Top of Task inputs
PR #39, opened 2023-12-13
Move pe app usage to metrics

uncleDecart:
PatchEnvelope AppInst usage is metric, not info. In order for us to
provide consistent updates on patch envelope app usage, we will have to
send information about app which can increase network load.

In contrast, metrics send could be configured on how often they will be sent


proto/info/info.proto
```diff
@@ -930,8 +930,7 @@ message ZInfoApp {
   repeated ZInfoNetwork network = 16;       // up/down; allocated IP
   repeated string volumeRefs = 17;          // volume UUIDs
   repeated ZInfoSnapshot snapshots = 18;    // optional field, used to send list of snapshots on device
-    // optional; information about usage of every patchEnvelope assigned to app
-  repeated ZInfoPatchEnvelopeUsage patchEnvelope = 19; 
+  // deprecated = 19; struct was removed
```
eriknordmark, line 933: How about using
 reserved: 19; // deprecated

uncleDecart: Will update this and yetus complaints

proto/metrics/metrics.proto
```diff
@@ -373,6 +373,21 @@ message appMetric {
   repeated appContainerMetric container = 7;
 
   AppMemoryMetric appMemory = 8;
+
+  repeated appPatchEnvelopeMetric patchEnvelope = 9;
```
eriknordmark, line 377: This is under the appMetric. Do we care about reporting any metrics for patch envelopes which are not (yet) associated with any app instances?

eriknordmark (approved):
LGTM assuming the removed message hasn't yet been used by any controller.
I guess EVE doesn't send the old one so this would just be a compile time issue even if code has been written in some controller?

uncleDecart:
>I guess EVE doesn't send the old one so this would just be a compile time issue even if code has been written in some controller?

It does send this info to controller. I have a patch for EVE [here](https://github.com/lf-edge/eve/pull/3664)

proto/metrics/metrics.proto
uncleDecart: Depends on weather we want sidecar container to be an app entity

proto/info/info.proto
uncleDecart: @eriknordmark do you know if field number 10 in this struct is used? I'd also reserved it

uncleDecart: I reserved field number 10 just in case

PR #446, opened 2026-07-08
7.15 (3/5): Device robustness — BIP-85, BIP-39 recovery validation, fault-injection hardening

BitHighlander:
**3/5 of the 7.15 stack.** Stacks on 2/5 (`release/7.15.0-pr2-new-chains`).

Independent device-robustness work — no chain or clear-signing dependencies.

- **BIP-85** — child mnemonic derivation (display only).
- **BIP-39 recovery** — per-word validation during cipher recovery, so a mistyped word is caught on entry instead of producing a silently wrong seed.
Bottom of Task inputs
(Exercise instructions):
What you give back must match the records word for word.

(Your solution):
PR #39, opened 2023-12-13
Move pe app usage to metrics

uncleDecart:
PatchEnvelope AppInst usage is metric, not info. In order for us to
provide consistent updates on patch envelope app usage, we will have to
send information about app which can increase network load.

In contrast, metrics send could be configured on how often they will be sent


proto/info/info.proto
```diff
@@ -930,8 +930,7 @@ message ZInfoApp {
   repeated ZInfoNetwork network = 16;       // up/down; allocated IP
   repeated string volumeRefs = 17;          // volume UUIDs
   repeated ZInfoSnapshot snapshots = 18;    // optional field, used to send list of snapshots on device
-    // optional; information about usage of every patchEnvelope assigned to app
-  repeated ZInfoPatchEnvelopeUsage patchEnvelope = 19; 
+  // deprecated = 19; struct was removed
```
eriknordmark, line 933: How about using
 reserved: 19; // deprecated

uncleDecart: Will update this and yetus complaints

proto/metrics/metrics.proto
```diff
@@ -373,6 +373,21 @@ message appMetric {
   repeated appContainerMetric container = 7;
 
   AppMemoryMetric appMemory = 8;
+
+  repeated appPatchEnvelopeMetric patchEnvelope = 9;
```
eriknordmark, line 377: This is under the appMetric. Do we care about reporting any metrics for patch envelopes which are not (yet) associated with any app instances?

eriknordmark (approved):
LGTM assuming the removed message hasn't yet been used by any controller.
I guess EVE doesn't send the old one so this would just be a compile time issue even if code has been written in some controller?

uncleDecart:
>I guess EVE doesn't send the old one so this would just be a compile time issue even if code has been written in some controller?

It does send this info to controller. I have a patch for EVE [here](https://github.com/lf-edge/eve/pull/3664)

proto/metrics/metrics.proto
uncleDecart: Depends on weather we want sidecar container to be an app entity

proto/info/info.proto
uncleDecart: @eriknordmark do you know if field number 10 in this struct is used? I'd also reserved it

uncleDecart: I reserved field number 10 just in case

PR #446, opened 2026-07-08
7.15 (3/5): Device robustness — BIP-85, BIP-39 recovery validation, fault-injection hardening

BitHighlander:
**3/5 of the 7.15 stack.** Stacks on 2/5 (`release/7.15.0-pr2-new-chains`).

Independent device-robustness work — no chain or clear-signing dependencies.

- **BIP-85** — child mnemonic derivation (display only).
- **BIP-39 recovery** — per-word validation during cipher recovery, so a mistyped word is caught on entry instead of producing a silently wrong seed.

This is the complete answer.